Walking out into the night, I went in search of a clear view of Mars. Niagara-on-the-Lake is an old town, its streets lined with wonderfully huge trees, which unfortunately make it difficult to get an unobstructed view of the horizon. I finally found Mars by walking out onto the golf course. I figured it was safe; who plays golf at night? It was an odd feeling though, walking on a golf course in the dark, watchful for flags and variations in ground shading where the greens and sand traps lie. The Niagara-on-the-Lake Golf Club is North American’s oldest, having been established around 1875. It’s trees are enormous and majestic, but there’s open space between them. I finally had my meditation on the nearness of Mars with my back to a large and ancient oak, accompanied by the sounds of crickets and a stiff breeze.

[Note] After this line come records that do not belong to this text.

Issue #53, opened 2024-05-31
Available languages are hard coded.


redur:
Languages are hard coded in the code in multiple places.

1. In language_detection.py
2. In coordinate_extraction.py
3. other?

To resolve this issue, read in all language related information from the config files.

PR #56, opened 2024-06-03
Parametrize language in language detection and coordinate extraction.

redur:
PR to parametrize language in the config files.

I believe there should be nothing remaining in the code that specifies a language now. The language is completely abstracted in the matching_params.yml config file.


redur:
#53

PR #58, opened 2024-06-05
Use TextLine objects instead of the full plain text in coordinate extraction

stijnvermeeren-swisstopo:
- Separate the creation of TextLine object for a given PDF page into a separate method, that is used by both layer extraction and coordinate extraction.
- Instead of finding the coordinate key in the plain document text, find it in the TextLine objects, so that we also have the information of where it is located on the PDF page
- Instead of looking for coordinates within 100 characters of the coordinate key (in the defaut "reading order"), look for coordinates to the right and/or immediately below the coordinate key. This should be a little more robust / less dependent on they way (in which order) text is defined in the document.
- Instead of concatenating the text of all pages at the beginning of the coordinate extraction, we iterate over the pages and return on the first page where a valid coordinate was found. (This also will allow us to know on which page the coordinate was found, which is necessary for a future visualisation.)
- Improve logging a little bit.

The extraction of the coordinates values themselves still happens from plain text, not from the TextLine objects. We could improve on this in a future implementation, to use the TextLine objects everywhere. The main advantage of this would be, that we would also know where on the PDF page the coordinates were found, and we could use this information for the visualisation.

There are no changes in the KPIs for both the Zurich dataset and the Geoquat validation dataset.

### DIFF
--- a/src/stratigraphy/extract.py
+++ b/src/stratigraphy/extract.py
@@ -19,7 +19,7 @@ from stratigraphy.util.layer_identifier_column import (
     find_layer_identifier_column,
     find_layer_identifier_column_entries,
 )
-from stratigraphy.util.line import TextLine, TextWord
+from stratigraphy.util.line import TextLine
 from stratigraphy.util.textblock import TextBlock, block_distance
 from stratigraphy.util.util import (
     parse_and_remove_empty_predictions,
@@ -30,13 +30,13 @@ from stratigraphy.util.util import (
 logger = logging.getLogger(__name__)
 
 
-def process_page(page: fitz.Page, geometric_lines, language: str, **params: dict) -> list[dict]:
+def process_page(lines: list[TextLine], geometric_lines, language: str, **params: dict) -> list[dict]:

Nearing the edge of the embankment to the Niagara River, I listened to the rhythmic thunder. This is serious and powerful water, not to be trifled with, and that always seems scarier at night. This water powers huge Hydro generators that still supply a high percentage of Ontario’s electricity. I could see a few clearly defined lights offshore and in the distance, the sickly orange glow of Toronto.

I stayed at a lovely B&B, The Doctor’s House, c. 1824. It’s right downtown, easy walking distance to the theatres and everything else. It’s a lovely old sprawling house with talkative pinewood floors. Two of my reasons for selecting this particular B&B were Bill and Fred, the friendly long-haired resident cats. I had a wonderful night’s sleep and a delightful breakfast in the company of the owner and a Rochester, NY couple.

I enjoyed a wander around Niagara-on-the-Lake in the morning. I’m not sure what George Bernard Shaw (a strict vegetarian) would’ve thought of his life-sized bronze likeness situated in the fountain in front of the Shaw Leather Village, leather and fur shop. No doubt he would’ve found exactly the right thing to say.